The condemnation was clear. But the satire had already been toned down on orders from the publishing house, Yan said, and the fantasy setting was designed to round off the edges. "I didn't worry about it very much," he said. "It was not journalism, right? That's why I wrote it as fiction."
But party censors decided otherwise. They intervened with the publisher after about 100,000 books had been printed, 80,000 of which had been distributed to bookstores. Ren Chun, a spokeswoman for Shanghai Wenyi Publishing Co., wrote a letter to Chinese media that said, "We got orders from the upper level saying the book cannot be published, cannot be sold and cannot be advertised." In the same letter, she said newspapers should abstain from writing about the ban because AIDS is "a very sensitive topic" in China.
Yan said he was never contacted by the censors and has no idea where the ban originated or why.
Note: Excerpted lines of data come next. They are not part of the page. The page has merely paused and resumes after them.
PR #296, opened 2019-12-10
Fixes #28462 - Clean up qpid jrnl on restore

chris1984:
This PR addresses an issue with restoring a satellite and qpid starting but not listening due to the jrnl files being corrupted.

I reached out to @pmoravec and this is the work-around for [BZ 1781386](https://bugzilla.redhat.com/show_bug.cgi?id=1781386)

Let me know if that looks correct @pmoravec I tested it here on a 6.6 satellite and the restore worked correctly and qpid started up correctly.

### DIFF
--- a/definitions/procedures/restore/configs.rb
+++ b/definitions/procedures/restore/configs.rb
@@ -14,6 +14,7 @@ module Procedures::Restore
         spinner.update('Restoring configs')
         clean_conflicting_data
         restore_configs(backup)
+        reset_qpid_jrnls
         reload_configs
       end
     end
@@ -44,6 +45,12 @@ module Procedures::Restore
     def clean_conflicting_data
       # tar is unable to --overwrite dir with symlink
       execute('rm -rf /usr/share/foreman-proxy/.ssh')
+    end
+
+    def reset_qpid_jrnls
+      # on restore without pulp data qpid fails to start
+      # https://access.redhat.com/solutions/4645231
+      execute('rm -rf /var/lib/qpidd/.qpidd/qls/dat2/__db.00*')
     end
   end
 end


chris1984:
Test failure looks unrelated

pmoravec:
I was wrong with this workaround - we can not delete files like `queues.db` or `bindings.db` or `exchanges.db` or similar, that hold the information about queues etc. I am still checking what is convenient workaround here.

upadhyeammit:
@chris1984 if we are going to drop https://github.com/theforeman/foreman_maintain/pull/253 then I think this workaround is not required.

chris1984:
@upadhyeammit I am fine with dropping it, but lets first wait and hear back from @pmoravec to see if any more action is needed. I would hate to close it if there is more action needed, if the other pr solves the issue then we can close this one.

chris1984:
@pmoravec here is the updated pr. @upadhyeammit it looks like we still need this after talking to Pavel today in #satellite6

pmoravec:
This preventive deletion prevents https://bugzilla.redhat.com/show_bug.cgi?id=1781386 on the given reproducer. Worth confirming with @pkubatrh (a libdb maintainer) if the deletion cant have a side effect.

pmoravec:
> This preventive deletion prevents https://bugzilla.redhat.com/show_bug.cgi?id=1781386 on the given reproducer. Worth confirming with @pkubatrh (a libdb maintainer) if the deletion cant have a side effect.

OK I got reply that deleting those files is safe, as they contain just runtime environment info that will be regenerated after the start-up.

chris1984:
@upadhyeammit can this get a merge based on @pmoravec latest comment? It looks like we still need this despite the other PR you mentioned.

definitions/procedures/restore/configs.rb
```diff
@@ -45,5 +46,10 @@ def clean_conflicting_data
       # tar is unable to --overwrite dir with symlink
       execute('rm -rf /usr/share/foreman-proxy/.ssh')
     end
+
+    def reset_qpid_jrnls
+      # on restore without pulp data qpid fails to start
```
johnpmitsch: might be worth adding `https://access.redhat.com/solutions/4645231` to this comment as reference.

chris1984:
Working on testing this BZ:

https://bugzilla.redhat.com/show_bug.cgi?id=1780727

I had to use this patch and without it qpid didnt start up causing the clone to fail. So another test showing this works.

chris1984:
@kgaikwad can this get a merge please?

kgaikwad:
Thanks @chris1984!

PR #297, opened 2019-12-10
Fixes #28473 - Use minitest

upadhyeammit:
Changes:
  - As per mocha version change 'minitest' should be required instead of 'mini_test'
  - Bump bundler minimum version to 1.17


kgaikwad:
Thank you @upadhyeammit! 
Merging..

He learned about the censors' intervention only when payments stopped coming from the publishing house, he said. That is standard practice, he noted, because the censors' activities are themselves censored.
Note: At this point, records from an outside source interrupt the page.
PR #298, opened 2019-12-12
Fixes #28479 - extend paused tasks count query with result=error

kgaikwad:
+ adding @jameerpathan111 into loop

### DIFF
--- a/definitions/features/foreman_tasks.rb
+++ b/definitions/features/foreman_tasks.rb
@@ -55,7 +55,7 @@ class Features::ForemanTasks < ForemanMaintain::Feature
     sql = <<-SQL
       SELECT count(*) AS count
         FROM foreman_tasks_tasks
-        WHERE state IN ('paused')
+        WHERE state IN ('paused') AND result IN ('error')
     SQL
     unless ignored_tasks.empty?
       sql << "AND label NOT IN (#{quotize(ignored_tasks)})"


definitions/features/hammer.rb
```diff
@@ -70,6 +70,10 @@ def run(args)
     execute("#{command_base} #{args}")
   end
 
+  def reload_cache
+    execute("#{command_base} --reload-cache")
```
upadhyeammit: @kgaikwad as you mentioned mostly this should not cause any issue when hammer is unable to connect to server as hammer feature takes care of it, on my system where hammer is failing with warnings it takes 1 min to complete the command; so maybe we can add the spinner but its not mandatory.

kgaikwad: > @kgaikwad as you mentioned mostly this should not cause any issue when hammer is unable to connect to server as hammer feature takes care of it

Tested this scenario. 
Instead of calling `execute` method directly, either I have to call `run` method  with args `--reload-cache` or I need to give `setup_admin_access` call before `execute` method call. This way it will handle server connection part.
Thank you for pointing this out :+1: 

> on my system where hammer is failing with warnings it takes 1 min to complete the command; so maybe we can add the spinner but its not mandatory.

Yes, I can add spinner.

kgaikwad: Done!

jameerpathan111:
@kgaikwad 
I have tried Satellite 6.6 to 6.7 upgrade using this PR and I can still see issue mentioned in [BZ1781128](https://bugzilla.redhat.com/show_bug.cgi?id=1781128).
You can see output and foreman-maintain log in [FM_PR_298.txt](https://github.com/theforeman/foreman_maintain/files/3960274/FM_PR_298.txt)

kgaikwad:
@jameerpathan111, 

I have debugged on the above mentioned issue. It seems that since from time when this check was added, it is working like this.
Using this check, it checks just for paused tasks not by considering the result value. Whereas `hammer task resume` command uses `bulk_resume` API call. By default, in this API, it takes those paused tasks having `result=error` for bulk resume.
https://github.com/theforeman/foreman-tasks/commit/99b94afab215ee079fac291df5bada335b91b060

Could you please verify `result` value for those paused tasks?
I am sure those tasks must have `result=success` not `error` and that's why it is showing paused tasks again and again in check result but doing nothing on resume procedure selection. For such scenarios, I think user has to select second option and from UI they can perform correct action for such paused tasks with result equal to success.

@upadhyeammit, what do you think?

upadhyeammit:
> @kgaikwad
> I have tried Satellite 6.6 to 6.7 upgrade using this PR and I can still see issue mentioned in [BZ1781128](https://bugzilla.redhat.com/show_bug.cgi?id=1781128).
> You can see output and foreman-maintain log in [FM_PR_298.txt](https://github.com/theforeman/foreman_maintain/files/3960274/F

> @jameerpathan111,
> 
> I have debugged on the above mentioned issue. It seems that since from time when this check was added, it is working like this.
> Using this check, it checks just for paused tasks not by considering the result value. Whereas `hammer task resume` command uses `bulk_resume` API call. By default, in this API, it takes those paused tasks having `result=error` for bulk resume.
> [theforeman/foreman-tasks@99b94af](https://github.com/theforeman/foreman-tasks/commit/99b94afab215ee079fac291df5bada335b91b060)
> 
> Could you please verify `result` value for those paused tasks?
> I am sure those tasks must have `result=success` not `error` and that's why it is showing paused tasks again and again in check result but doing nothing on resume procedure selection. For such scenarios, I think user has to select second option and from UI they can perform correct action for such paused tasks with result equal to success.
> 
> @upadhyeammit, what do you think?

@jameerpathan111 this change is not culprit to change resume task behavior.

@kgaikwad I think we should change the select query of paused task fm check and include result == 'error' ? as you mentioned and as I can see in 

https://github.com/theforeman/foreman-tasks/blob/36030277a0d8eb6b0bbfb63823f54d4f09b17b03/app/controllers/foreman_tasks/api/tasks_controller.rb#L95-L98 

I think we should be consistent on what we are checking as paused and what we will consider to resume in later stage using tasking system ?

kgaikwad:
@upadhyeammit Thank you! I have extended condition with `result=error` while getting paused task count.
@jameerpathan111, could you please test updated patch.

devendra104:
@kgaikwad hammer ping verified after post upgrade
```
Called /katello/api/ping
DEBUG -- : Response: 200,   {"status":"ok","services":{"pulp":{"status":"ok","duration_ms":"47"},"pulp_auth":{"status":"ok","duration_ms":"18"},"candlepin":{"status":"ok","du
ration_ms":"46"},"candlepin_auth":{"status":"ok","duration_ms":"14"},"foreman_tasks":{"status":"ok","duration_ms":"3"},"katello_events":{"status":"ok","message":"0 Processed, 0 Failed","duration_ms":"0"},"candle
pin_events":{"status":"ok","message":"0 Processed, 0 Failed","duration_ms":"0"}}}
```
But the provided fix failed to resume the paused task.

kgaikwad:
> @kgaikwad hammer ping verified after post upgrade

Appreciated!! Thank you @devendra104! 

> But the provided fix failed to resume the paused task.

One thing I would like to mention is using this paused task check, it identifies paused tasks with result = `error`. If there are any such task found then this check definitely will fail so this is not issue on foreman-maintain side.
Out of suggested procedures,  if user selects `resume task` then this procedure will try to resume those tasks and re-run this check again. 
a) If failure while resuming tasks, then re-running check will get those tasks and result into failure again.
b) If those tasks are successfully resumed and no new paused tasks with result `error`  then re-running check will pass.


From logs that recently shared with me, I observed that both hammer reload and paused task check are passed.

```
 out: - Reloading Hammer cache                                              [OK]
 out: --------------------------------------------------------------------------------
 out: re-enable sync plans:                                                                           
 out: \ Reloading Hammer cache                                                                             
 out: | re-enabling sync plans                                                                               
 out: | Total 0 sync plans are now enabled.                                 [OK]
 out: --------------------------------------------------------------------------------
 out: Remove maintenance_mode chain from iptables:                          [OK]
 out: --------------------------------------------------------------------------------
 out: Running Checks after upgrading to Satellite 6.7
 out: ================================================================================
 out: Check number of fact names in database:                               [OK]
 out: --------------------------------------------------------------------------------
 out: Check for verifying syntax for ISP DHCP configurations:               [SKIPPED]
 out: DHCP feature is not enabled
 out: --------------------------------------------------------------------------------
 out: Check whether all services are running:                               [OK]
 out: --------------------------------------------------------------------------------
 out: Check whether all services are running using the ping call:           [OK]
 out: --------------------------------------------------------------------------------
 out: Check for paused tasks:                                               [FAIL]
 out: There are currently 1 paused tasks in the system
 out: --------------------------------------------------------------------------------
 out: There are multiple steps to proceed:
 out: 1) Resume paused tasks
 out: 2) Investigate the tasks via UI
 out: (assuming first option)                                                                        
 out: Resume paused tasks:                                                  [OK]
 out: Warning: An error occured while loading module hammer_cli_csv.
 out: Total tasks found paused in error state: 1
 out: Total tasks resumed:                     1
 out: Resumed tasks:                           
 out:  1) Task identifier: c0608083-8187-42a4-a34c-5fc1b0341d70
 out:     Task action:     Update http Capsule details
 out:     Task errors:     The world db074132-5c3d-4ca8-a81e-9e8f1aba3987 is not active (terminating or terminated)
 out: Total tasks failed to resume:            0
 out: Failed tasks:                            
 out: Total tasks skipped:                     0
 out: Skipped tasks:
 out: --------------------------------------------------------------------------------
 out: Rerunning the check after fix procedure
 out: Check for paused tasks:                                               [OK]
 out: --------------------------------------------------------------------------------
```
 
Also, I can see that below logs - 
```
out: Upgrade finished.
out: 
Warning: run() received nonzero return code 1 while executing 'foreman-maintain upgrade check --target-version 6.7 -y'!

Fatal error: run() received nonzero return code 1 while executing!

Requested: foreman-maintain upgrade run --whitelist="disk-performance" --target-version 6.7 -y
Executed: /bin/bash -l -c "export FOREMAN_MAINTAIN_USE_BETA=\"1\" && foreman-maintain upgrade run --whitelist=\"disk-performance\" --target-version 6.7 -y"
Aborting.
```
This fatal error is irrelevant to these changes. It would be good to verify it again and share your observations to find real cause of this error.

upadhyeammit:
@kgaikwad merging this PR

For a publisher that wants to stay in business, or an editor who wants to keep his job, this consideration is important. Jia Zongpei, chief editor of Shanghai Wenyi Publishing Co., hung up on a reporter asking what "upper level" told him to stop publishing the book. "I can't tell you anything about it," he said. "Please understand me."
Xu Naiqing, director of book publication at the Shanghai Propaganda Department's press and publishing bureau, said his office did not impose the ban, even though the publishing firm is headquartered in Shanghai. Officials at the General Administration of Press and Publication, part of the party's Central Propaganda Department in Beijing, said they had no idea where the ban came from. They suggested faxing a question; one was faxed, but there was no response.
Yan, by then experienced in book bans, realized he would have to settle for whatever had been earned on copies sold before the ban. But for him, an important point was a contractual provision obliging his publishing firm to give the equivalent of $6,500 to the real-life village behind the story for treatment of its AIDS patients.
The company refused, arguing that it had suffered a large financial loss. Yan, who had pledged to donate an equal amount from his earnings, lodged several entreaties. When they were ignored, he said, he hired a lawyer and filed suit. At the end of a long arbitration, the suit was settled in April with payment of about $50,000 to Yan, based on copies sold before the censor stepped in, but no donation to the village.
Yan himself had assumed that responsibility even before the settlement. He turned over the equivalent of $13,000 to the village in January, just before Chinese New Year, he said, so people there would have enough money for a meal of dumplings, as demanded by tradition.
Despite his experience, Yan said, he thinks the writer's life is improving in China and he has no intention of emigrating. When he got into trouble for his first novel 13 years ago, he recalled, propaganda officials forced him to write self-criticisms for six months.
"But I didn't have to write any for 'The Dream of Ding Village,' and this is progress," he said with a half-smile that betrayed his appreciation of the irony. "I believe that one day in the future, writers will be able to publish anything they write about China."